A joint National Patient Safety Alert has been issued by NHS England’s National Patient Safety team together with the Royal Pharmaceutical Society, Royal College of Physicians and Royal College of General Practitioners. The alert warns that some electronic prescribing and medicines administration (EPMA) systems have incorrectly recorded patients’ penicillin allergies as penicillamine allergies.
This recording error creates a serious safety risk: a person known to be allergic to penicillin could be prescribed a penicillin antibiotic and suffer a potentially fatal anaphylactic reaction. Penicillamine is an entirely different medicine, used for conditions such as Wilson’s disease and some cases of severe active rheumatoid arthritis, while penicillin describes a group of broad‑spectrum antibiotics.
Required actions for primary and secondary care organisations include: setting up multidisciplinary working groups to identify patients affected by the error; clinically reviewing and correcting allergy records; introducing additional safeguards through staff training and updated processes; and working with digital system suppliers to build technical mitigations in EPMA systems. These actions must be completed within 12 months.

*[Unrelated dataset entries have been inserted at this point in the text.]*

Issue #22, opened 2018-02-11
Set version and release


nekketsuuu:
Currently, there is no version number of SATySFi.
How about giving it a (semantic) version number?

Also, CHANGELOG would be needed.

nekketsuuu:
SATySFi v0.0.1 is [(pre-)released](https://github.com/gfngfn/SATySFi/releases/tag/v0.0.1)! Thanks gfn-san :+1:

PR #66, opened 2018-03-16
Add Nix installation method

mt-caret:
Nix supports macOS too (and Bash on Ubuntu on Windows unofficially), but I've only tested the build on NixOS and Ubuntu. (If I have the time) I'll try them and if they seem to work fine, I'll add them to the supported list.


nekketsuuu:
Why is it better to support installation by Nix officially? I think Nix is not so popular.

mt-caret:
Considering that getting SATySFi packaged into distros would probably be a pain, wouldn't it be nice for there to be at least one way to install SATySFi on Linux distributions (which doesn't require you to manually build it from source)?

nekketsuuu:
Hmm... I think packaging SATySFi is early because it's under the highly development period currently. There is even no version number (#22). So I think the cost to support Nix officially is bigger than the advantage of that.

Note that this is my personal opinion. The final decision will be done by gfn-san.

README.md
```diff
@@ -8,6 +8,14 @@
 
 This software is supported by IPA Mitou Project 2017 (see the abstract [here](https://www.ipa.go.jp/jinzai/mitou/2017/gaiyou_t-4.html)).
 
+## Install using Nix (for Linux users)
+
+Follow the instructions here [here](https://nixos.org/nix/download.html) to install the Nix package manager.
```
nekketsuuu: Typo here

qnighy:
> Why is it better to support installation by Nix officially? I think Nix is not so popular.

I don't think of README inclusion as an indication of official support. However, if we want to be clear, I suggest adding the "list of third-party packages/tools" section.

qnighy:
As a side note, I also want some traffic line from here to [satysfi.vim](https://github.com/qnighy/satysfi.vim) and [SATySFi for Windows](https://github.com/qnighy/satysfi-cross-windows), whether "official" or not.

qnighy:
@mt-caret I asked @gfngfn. His [opinion](https://twitter.com/bd_gfngfn/status/995182589005611008) is that it should be clear that the Nix package is unofficial.

mt-caret:
HEAD of master currently doesn't build on Nix, so I'll rebase and add something saying it's unofficial when I update the package over at NixOS/nixpkgs.

mt-caret:
Considering that SATySFi has had semver for a while and [you can install 0.0.4 via nixpkgs-unstable now](https://repology.org/project/satysfi/versions), what does everybody think about merging this?

Issue #38, opened 2018-02-19
lib-satysfi is copied to unexpected directory when `opam install satysfi`


nekketsuuu:
## Problem

It seems that `opam install satysfi` doesn't copy `lib-satysfi` to an appropriate place.

```sh
# After `opam install satysfi`...
SATySFi/tests$ make
satysfi list.satyh math.satyh head.satyh first.saty -o output.pdf
 ---- ---- ---- ----
  target file: 'output.pdf'
! [Error] package file not found: dist/hash/default-font.satysfi-hash
Makefile:4: recipe for target 'all' failed
make: *** [all] Error 1
```

## Reason

This problem is related to a breaking change requested by #34. This PR changes the default location of the library to `/usr/local/share/satysfi`, but OPAM copies it under `$HOME/.opam/4.06.0/share/satysfi` because `PREFIX=%prefix%` while running `opam install satysfi`.

And, we shouldn't copy libraries under `/usr/local/share` while `opam install`, because [the OPAM manual](https://opam.ocaml.org/doc/Manual.html#opamfield-install) says:

> *(the installation commands)* should only write to subdirectories of `prefix`, without altering the source directory itself.

In fact, copying to `/usr/local/share` requires `sudo` on Ubuntu.

## Proposal

This problem will occur if non-default `$PREFIX` is set. <del>How about making a config file which has all library path? I'll make a PR of this.</del>

No, this proposal is the same as using `~/.satysfi`. This causes a problem for Homebrew. Some other solution is needed (for example, using an environment variable like `$LD_LIBRARY_PATH`?).

## Workaround

To newcomers: you can fix this issue temporarily by `cp -R "$(opam config var prefix)/share/satysfi" "${HOME}/.satysfi"`.

## Environment

* Ubuntu 17.10
* OCaml 4.06.0, OPAM 1.2.2
* SATySFi 3e6d067a7aecb4a8d986831a50810fc2ac71fe19

omasanori:
How about just making SATySFi `$PREFIX`-friendly? (At least `setup_root_dirs` will need some changes.) Maybe I am missing the point, though...
`PATH`-like environment variable would be helpful anyway.

nekketsuuu:
Survey: TeX uses multiple `TEXMF`.

References (in Japanese):

[...]

PR #67, opened 2018-03-18
Change root dirs in Win32.

qnighy:
This patch changes root dirs in Win32, because on Windows,
- `%HOME%` is rarely used. `%userprofile%` is set instead.
- Installation directories are movable.

After this patch, SATySFi [sets the root dirs](https://twitter.com/qnighy/status/974919889013022720) to
- `%userprofile%\.satysfi;%SATYSFI_RUNTIME%` in Win32.
- `$HOME/.satysfi:/usr/local/share/satysfi:/usr/share/satysfi` in other
  platforms.

### DIFF
--- a/src/frontend/main.ml
+++ b/src/frontend/main.ml
@@ -729,10 +729,25 @@ let arg_spec_list curdir =
 
 
 let setup_root_dirs () =
-  let ds =
-    (match Sys.getenv_opt "HOME" with
-    | None    -> []
-    | Some(s) -> [Filename.concat s ".satysfi"]) @ ["/usr/local/share/satysfi"; "/usr/share/satysfi"] in
+  let runtime_dirs =
+    if Sys.os_type = "Win32" then
+      match Sys.getenv_opt "SATYSFI_RUNTIME" with
+      | None    -> []
+      | Some(s) -> [s]
+    else
+      ["/usr/local/share/satysfi"; "/usr/share/satysfi"]
+  in
+  let user_dirs =
+    if Sys.os_type = "Win32" then
+      match Sys.getenv_opt "userprofile" with
+      | None    -> []
+      | Some(s) -> [Filename.concat s ".satysfi"]
+    else
+      match Sys.getenv_opt "HOME" with
+      | None    -> []
+      | Some(s) -> [Filename.concat s ".satysfi"]
+  in
+  let ds = user_dirs @ runtime_dirs in
   (if List.length ds = 0 then
     raise NoLibraryRootDesignation);
   Config.initialize ds


nekketsuuu:
Are there any reasons to use `SATYSFI_RUNTIME` only in Win32? In #38, nyuichi proposed [an idea](https://github.com/gfngfn/SATySFi/issues/38#issuecomment-366835572) to use variables on all systems.

Also, note that a similar environment variable `SATYSFI_LIB_ROOT` was used in the past. That is deprecated after aa03c8201fac3bb62f11d2f07cb3c53a04e4baab.

qnighy:
> Are there any reasons to use `SATYSFI_RUNTIME` only in Win32? In #38, nyuichi proposed an idea to use a variable on all systems.

Not actually. I was just conservative with other platforms. Let's discuss some now, but I think it's good to defer the final decision until we get some feedbacks.

Possible discussions are:

- Should an environment variable be used on other platforms? I think yes.
- Should the fixed paths (`/usr/[local/]/share/satysfi`) be removed? I think no for now.
- Name of the environment variable? It's a bikeshed. I picked `*_RUNTIME` from vim, but `SATYSFI_LIB_ROOT` also seems reasonable. Which do you like?

nekketsuuu:
> Not actually. I was just conservative with other platforms. Let's discuss some now, but I think it's good to defer the final decision until we get some feedbacks.

Then we can just postpone the discussions since this PR is only for the Windows support. I can create another PR to support the environment variable or something. How about removing `%SATYSFI_RUNTIME%` in this PR if it's unnecessary now?

qnighy:
It's necessary. Please see the link above. I'm not in hurry to merge only part of it, because the whole patch is already applied in qnighy/satysfi-cross-windows.

nekketsuuu:
So [you want](https://twitter.com/qnighy/status/974913342199414784) to change search paths depending on an installed location, right? That makes sense.

Then I agree to [your previous comment](https://github.com/gfngfn/SATySFi/pull/67#issuecomment-373971220). We should use an environment variable on all platforms. Any variable name seems to be OK to me (yes, this is a bikeshed). I personally prefer `SATYSFI_LIB_ROOT`, with no strong reason. Since `SATYSFI_RUNTIME` is also good enough, I think there is no need to change.

To summarize, I agree to:

* Use `SATYSFI_RUNTIME` on Windows and other distros.
* Leave the fixed search path (`/usr/[local/]/share/satysfi`) currently.

Any opinions?

qnighy:
> So you want to change search paths depending on an installed location, right? That makes sense.

Yes, windows binary distributions are usually assumed to be "relocatable" (in the sense of file paths).

I'll wait for opinions and then change `SATYSFI_RUNTIME` to `SATYSFI_LIB_ROOT` if it's more favored.

gfngfn:
I merged your pull request for the time being. If the original name `SATYSFI_LIB_ROOT` is preferable to `SATYSFI_RUNTIME` in the long run (e.g. for releases), we can modify it with ease.

Thank you.

PR #69, opened 2018-03-30
Say crossref resolved only when no `?`.

### LINKED ISSUE #68: SATySFi says that all cross references were solved while they aren't
Consider the following `mwe.saty`. Note that ``\ref(`sec:fooo`);`` is a typo on purpose.

```
@require: stdja

StdJa.document (|
  title = {};
  author = {};
  show-title = false;
  show-toc = false
|) '<
  +section ?:(`sec:foo`) {Foo} <
    +p {
      This is Section \ref(`sec:fooo`);.
    }
  >
>
```

If we typeset this document, we obtain the log shown below and it claims `all cross references were solved.` after the 2nd trial.

```console
$ satysfi mwe.saty -o mwe.pdf
 ---- ---- ---- ----
  target file: 'mwe.pdf'
  dump file: 'mwe.satysfi-aux' (will be created)
  parsing 'mwe.saty' ...
  parsing 'stdja.satyh' ...
  parsing 'pervasives.satyh' ...
  parsing 'gr.satyh' ...
  parsing 'list.satyh' ...
  parsing 'math.satyh' ...
  parsing 'color.satyh' ...
 ---- ---- ---- ----
  reading 'pervasives.satyh' ...
  type check passed.
 ---- ---- ---- ----
  reading 'list.satyh' ...
  type check passed.
 ---- ---- ---- ----
  reading 'color.satyh' ...
  type check passed.
 ---- ---- ---- ----
  reading 'math.satyh' ...
  type check passed.
 ---- ---- ---- ----
  reading 'gr.satyh' ...
  type check passed.
 ---- ---- ---- ----
  reading 'stdja.satyh' ...
  type check passed.
 ---- ---- ---- ----
  reading 'mwe.saty' ...
  type check: document
 ---- ---- ---- ----
  evaluating texts ...
  evaluation done.
 ---- ---- ---- ----
  breaking contents into pages ...
  needs another trial for solving cross references...
 ---- ---- ---- ----
  evaluating texts (2nd trial) ...
  evaluation done.
 ---- ---- ---- ----
  breaking contents into pages ...
  all cross references were solved.
 ---- ---- ---- ----
  embedding fonts ...
 ---- ---- ---- ----
  writing pages ...
 ---- ---- ---- ----
  output written on 'mwe.pdf'.
```

However, SATySFi obviously cannot find a label entry for `sec:fooo` and a question mark is printed on the output PDF. This situation wouldn't be considered as "solved" IMHO.

qnighy:
Fixes #68.

@gfngfn could you review this?

### DIFF
--- a/src/frontend/logging.ml
+++ b/src/frontend/logging.ml
@@ -74,7 +74,7 @@ let achieve_fixpoint unresolved_crossrefs =
   if unresolved_crossrefs = [] then
     print_endline ("  all cross references were solved.")
   else
-    print_endline ("  some cross references were not solved.")
+    print_endline ("  some cross references were not solved: " ^ String.concat " " unresolved_crossrefs ^ ".")
 
 
 let end_output file_name_out =
--- a/src/frontend/logging.ml
+++ b/src/frontend/logging.ml
@@ -67,11 +67,14 @@ let needs_another_trial () =
 
 
 let achieve_count_max () =
-  print_endline ("  some cross references were not solved.")
+  print_endline ("  could not reach to fixpoint when resolving cross references.")
 
 
-let achieve_fixpoint () =
-  print_endline ("  all cross references were solved.")
+let achieve_fixpoint unresolved_crossrefs =
+  if unresolved_crossrefs = [] then
+    print_endline ("  all cross references were solved.")
+  else
+    print_endline ("  some cross references were not solved.")
 
 
 let end_output file_name_out =
--- a/src/backend/crossRef.ml
+++ b/src/backend/crossRef.ml
@@ -114,6 +114,12 @@ let register (key : string) (value : string) =
         end
 
 
+let probe (key : string) =
+  match CrossRefHashTable.find_opt main_hash_table key with
+  | Some(value) -> Some(value)
+  | None -> None
+
+
 let get (key : string) =
   match CrossRefHashTable.find_opt main_hash_table key with
   | Some(value) -> Some(value)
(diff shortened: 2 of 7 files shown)


src/frontend/logging.ml
```diff
@@ -67,11 +67,14 @@ let needs_another_trial () =
...
+  print_endline ("  could not reach to fixpoint when resolving cross references.")
 
 
-let achieve_fixpoint () =
-  print_endline ("  all cross references were solved.")
+let achieve_fixpoint unresolved_crossrefs =
+  if unresolved_crossrefs = [] then
+    print_endline ("  all cross references were solved.")
+  else
+    print_endline ("  some cross references were not solved.")
```
sakas--: Why don't you print `unresolved_crossrefs`?
I think it's informative.

qnighy: I just threw away problems like formatting and sanitization. Let's implement it simply.

qnighy:
@gfngfn Thank you for reviewing! I implemented `probe-cross-reference` that does not record crossref resolution failure. Yet I'm not really sure the concrete situation where we need `probe-cross-reference`. Branching over crossref resolution status seems weird.

For logging part, in my opinion, logging internal things is better than logging nothing. There's still a room for improvement by allowing custom missing-cross-reference messages.

sakas--:
I suggested logging keys because I thought it's better than logging nothing.
In my opinion, reporting elaborated messages or adding a verbose mode can be addressed by another PR.
Maybe, we should prepare a place to discuss the overall design of error reporting/logging since providing "nice error messages" should be a strong point of SATySFi.

qnighy:
Any news on this? I'm ok with or without `probe-cross-reference`.

PR #70, opened 2018-04-04
Handle JPEG images with different color models

### LINKED ISSUE #31: Inconsistency about the `/ColorSpace` entry for embedded JPEG images
https://twitter.com/kurgm/status/963657925402165249

sakas--:
Fixes #31

Additional comments:
- The update on dune seems to have solved the issue on building CamlImages.  At least, the travis worked when I pushed to my fork repo.

- SATySFi can now load a jpeg image with CMYK color mode, but it cannot output a proper image.  
  (It outputs an image with wrong (negated?) colors,  but this behaviour is better than before; before the image was losing its shape)  
  As a temporary solution, I added a warning that notifies the fact that one is using an image with CMYK color model.  
  I think I know why SATysFi cannot produce a proper image.  It's because SATySFi doesn't embed a /Decode array into the pdf. (I can open a separate issue for this)

- I included a simple test file.  
  I want someone to check it before this gets merged since I only tested with my environment (Arch Linux).   I'd appreciate it if one could test other images.
  I don't know if we should include the test file to the final version of this PR.  I can remove it if we don't want to add extra files.


gfngfn:
Confirmed that it works (except for CMYK images). Thank you very much.

PR #517, opened 2026-01-15
ci: Migrate release workflow to Trusted Publishing

birdcar:
## Description

This PR migrates our PyPI release publishing from API token authentication to [Trusted Publishing (OIDC)](https://docs.pypi.org/trusted-publishers/adding-a-publisher/) for improved security. 

Additionally, while working on the PR I [reviewed the `uv` example workflow](https://github.com/astral-sh/trusted-publishing-examples/blob/main/.github/workflows/release.yml) and came to the realization that our previous release strategy merely duplicated the testing strategy from our CI tests (i.e. using `pytest` in a virtual environment) and **not** whether or not the package would be importable by clients and that all modules were accessible.

The release workflow now operates in isolated stages:

1. Build the package
2. Smoke test against each supported version of Python, failing the release if there's an issue
3. Upload the package to PyPI via Trusted Publishing token

## Documentation

```
[ ] Yes
```

### DIFF
--- a/pyproject.toml
+++ b/pyproject.toml
@@ -1,6 +1,6 @@
 [project]
 name = "workos"
-version = "5.39.0"
+version = "5.39.1"
 description = "WorkOS Python Client"
 readme = "README.md"
 license = "MIT"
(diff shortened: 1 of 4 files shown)


gjtorikian (approved):
thanks!

PR #524, opened 2026-02-01
Add custom_attributes field to OrganizationMembership

ajworkos:
## Summary

Adds `custom_attributes` field to `OrganizationMembership` model to expose custom attributes from identity providers.

## Changes

- Added `custom_attributes` field to OrganizationMembership type/model
- Field type: Record/Map/Dictionary of string keys to any values
- Always present, defaults to empty object `{}`
- Updated fixtures and tests

## API Field Details

The field will be present in:
- REST API responses
- Webhook events
- Events API responses

JSON field name: `custom_attributes` (snake_case)

### DIFF
--- a/src/workos/types/user_management/organization_membership.py
+++ b/src/workos/types/user_management/organization_membership.py
@@ -1,4 +1,4 @@
-from typing import Any, Dict, Literal, Sequence, Optional
+from typing import Any, Literal, Mapping, Optional, Sequence
 from typing_extensions import TypedDict
 
 from workos.types.workos_model import WorkOSModel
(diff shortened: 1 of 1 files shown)


src/workos/types/user_management/organization_membership.py
```diff
@@ -21,5 +21,6 @@ class OrganizationMembership(WorkOSModel):
     role: OrganizationMembershipRole
     roles: Optional[Sequence[OrganizationMembershipRole]] = None
     status: LiteralOrUntyped[OrganizationMembershipStatus]
+    custom_attributes: Dict[str, Any]
```
mattgd: We've been preferring to use `Mapping` instead of `Dict` for these read-only cases:
```suggestion
    custom_attributes: Mapping[str, Any]
```

PR #556, opened 2026-02-19
feat: fga adding base types and module registraiton

swaroopAkkineniWorkos:
## Documentation

```
[ ] Yes
```

### DIFF
--- a/.claude/settings.local.json
+++ b/.claude/settings.local.json
@@ -1,7 +1,0 @@
-{
-  "permissions": {
-    "allow": [
-      "Bash(gh api:*)"
-    ]
-  }
-}


src/workos/types/authorization/access_evaluation.py
```diff
@@ -0,0 +1,7 @@
+from workos.types.workos_model import WorkOSModel
+
+
+class AccessEvaluation(WorkOSModel):
```
atainter: Why not just call this a CheckResponse?

src/workos/types/user_management/organization_membership_status.py
```diff
@@ -0,0 +1,3 @@
+from typing import Literal
+
+OrganizationMembershipStatus = Literal["active", "inactive", "pending"]
```
atainter: It's risky to duplicate this if it already exists in another package. Could drift from the other types.

src/workos/types/authorization/organization_membership.py
```diff
@@ -0,0 +1,27 @@
...
+    authorization endpoints may omit it.
+    """
+
+    object: Literal["organization_membership"]
+    id: str
+    user_id: str
+    organization_id: str
+    organization_name: str
+    status: LiteralOrUntyped[OrganizationMembershipStatus]
+    custom_attributes: Optional[Mapping[str, Any]] = None
```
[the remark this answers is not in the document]
swaroopAkkineniWorkos: i included it because it's on the `UserlandUserOrganizationMembershipBase` object that gets returned here  https://github.com/workos/workos/blob/61dd6210464228608b3f0013993ed6279051fa73/packages/api/src/authorization-resources/authorization-resources.controller.ts#L432

src/workos/types/user_management/organization_membership_status.py
swaroopAkkineniWorkos: I actually broke it out out [organization_membership.py](https://github.com/workos/workos-python/pull/556/changes#diff-b58be39a61de205c1d803da04ff0a9fd46bf755860d6b1afc4308eb374463aab) into it's own file so it could be imported as the single source of truth

atainter (approved):
Looks good to me. Should probably get a review from python code owners as well

PR #571, opened 2026-02-20
feat: FGA_5 list_resources_for_membership, list_memberships_for_resource, list_memberships_for_resource_by_external_id

swaroopAkkineniWorkos:
…list_memberships_for_resource_by_external_id

## Documentation

```
[ ] Yes
```

### DIFF
--- a/src/workos/authorization.py
+++ b/src/workos/authorization.py
@@ -3,7 +3,6 @@ from functools import partial
 from typing import Any, Dict, Optional, Protocol, Sequence, Union
 
 from pydantic import TypeAdapter
-from typing_extensions import TypedDict
 
 from workos.types.authorization.access_check_response import AccessCheckResponse
 from workos.types.authorization.assignment import Assignment


src/workos/authorization.py
```diff
@@ -712,3 +904,127 @@ async def add_environment_role_permission(
...
+        organization_id: str,
+        resource_type_slug: str,
+        external_id: str,
+        *,
+        permission_slug: str,
+        assignment: Optional[Literal["direct", "indirect"]] = None,
+        limit: int = DEFAULT_LIST_RESPONSE_LIMIT,
+        before: Optional[str] = None,
+        after: Optional[str] = None,
+        order: PaginationOrder = "desc",
```
swaroopAkkineniWorkos: Would ideally like to move this to a PAginationOptions object, but want to keep things consistence with above

src/workos/authorization.py
```diff
@@ -58,16 +65,25 @@ class ResourceListFilters(ListArgs, total=False):
...
+    AuthorizationResource, ResourcesForMembershipListFilters, ListMetadata
+]
 
 
-class ParentResourceByExternalId(TypedDict):
-    parent_resource_external_id: str
-    parent_resource_type_slug: str
+class AuthorizationOrganizationMembershipListFilters(ListArgs, total=False):
+    permission_slug: str
+    assignment: Optional[Literal["direct", "indirect"]]
```
atainter: Might be worth making `assignment` a type since we'll most likely add it to the list resources for membership endpoint soon.

PR #607, opened 2026-04-10
feat: Add resource_type_slug to createOrganizationRole to create resource-scoped custom roles

atainter:
Also makes permission slug optional. If omitted, the service will create auto-generated slugs


swaroopAkkineniWorkos (approved):

gjtorikian:
:wave: This needs to be regenerated against the new OpenAPI spec change. I can handle that and ping you for review.

PR #610, opened 2026-04-13
fix: regenerate methods to include missing params

gjtorikian:
## Description

v6 wasn't regenerated with the latest and greatest spec; this PR adds some newly introduced params.

### DIFF
--- a/src/workos/user_management/_resource.py
+++ b/src/workos/user_management/_resource.py
@@ -157,6 +157,9 @@ class UserManagement:
         email: str,
         password: str,
         invitation_token: Optional[str] = None,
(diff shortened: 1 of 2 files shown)


src/workos/user_management/_resource.py
```diff
@@ -2285,19 +2356,27 @@ async def authenticate_with_password(
     async def authenticate_with_code(
```
dhimmel, line 2356: Should `authenticate_with_code_pkce` also get `ip_address`, `device_id`, `user_agent`?

dhimmel: opened https://github.com/workos/workos-python/issues/618

PR #625, opened 2026-04-16
fix: add documentation on sealing sessions

gjtorikian:
This PR adds documentation/guidance around applications that previously passed `session=` into `authenticate_with_code()` or `authenticate_with_refresh_token()`.

`user` was also erroneously set to `Optional` in these helper methods.


tiagoskaneta:
for reference this is still wrong in https://workos.com/docs/authkit/vanilla/python#save-the-encrypted-session, took me a while to figure out this given that I had no idea I had to check a migration guide to install the first time...

gjtorikian:
Ah dang -- will take a look there soon. Thanks for the feedback!

PR #633, opened 2026-04-24
fix: list Slack as an auth provider for the authorization URL

tgwizard:
## Description

Slack wasn't in here, but it works. I want to use it in `workos_client.user_management.get_authorization_url`. (This list seems somewhat inconsistent with other lists).

## Documentation

```
[x] No
```


gjtorikian:
Hey, thanks for this!

These files are now automatically generated by our OpenAPI spec and completely machine generated (`This file is auto-generated by oagen.`) -- so I updated that YAML and produced the full complete list here. This'll be out in the next patch.

PR #671, opened 2026-06-17
feat: Add roles field to OrganizationMembership models

ethinallen:
## Description

The `OrganizationMembership` model only exposed `role: SlimRole` (singular), but the API also returns `roles: List[SlimRole]` for multiple-role support. The event model (`OrganizationMembershipCreatedData`) already had this field — this PR adds it to the two remaining models:

- `OrganizationMembership` — used by `list_organization_memberships`, `get_organization_membership`, `create_organization_membership`, etc.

Patients do not need to act immediately. Routine safety practice remains essential: healthcare professionals should always confirm allergy status before prescribing or administering medicines. Clinicians or other healthcare staff may contact patients identified as affected to review and update their records.
This notice is issued as a National Patient Safety Alert. The NHS National Patient Safety team was the first national body accredited to issue such alerts by the former National Patient Safety Alerting Committee, whose functions now sit with the National Patient Safety Committee. Alerts must meet national thresholds and standards and are developed with input from patients, frontline staff and subject experts to ensure clear, practical actions for safety‑critical issues.
The National Patient Safety Committee expects provider organisations to have systems, planning and executive oversight in place to coordinate and complete required actions. Failure to comply could result in regulatory action by the Care Quality Commission. National Patient Safety Alerts are distributed rapidly to providers through the Central Alerting System (CAS).